PR #994, opened 2019-09-27
Set max rubyzip version for chef cookbook

jchengsfx:
Latest `rubyzip` gem is incompatible with ruby versions < 2.4 bundled with chef-client.

### DIFF
--- a/deployments/chef/metadata.rb
+++ b/deployments/chef/metadata.rb
@@ -17,5 +17,7 @@ supports 'windows'
 
 depends 'windows', '>= 4.3.4'
 
+gem 'rubyzip', '< 2.0.0'
+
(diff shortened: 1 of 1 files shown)


deployments/chef/metadata.rb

....

» Task objective
An exact retyping of the lines from the one with "bundled with chef-client." to the end of the material above, with both ends included and nothing added, is the required answer.

» Task response
Latest `rubyzip` gem is incompatible with ruby versions < 2.4 bundled with chef-client.

### DIFF
--- a/deployments/chef/metadata.rb
+++ b/deployments/chef/metadata.rb
@@ -17,5 +17,7 @@ supports 'windows'
 
 depends 'windows', '>= 4.3.4'
 
+gem 'rubyzip', '< 2.0.0'
+
(diff shortened: 1 of 1 files shown)


deployments/chef/metadata.rb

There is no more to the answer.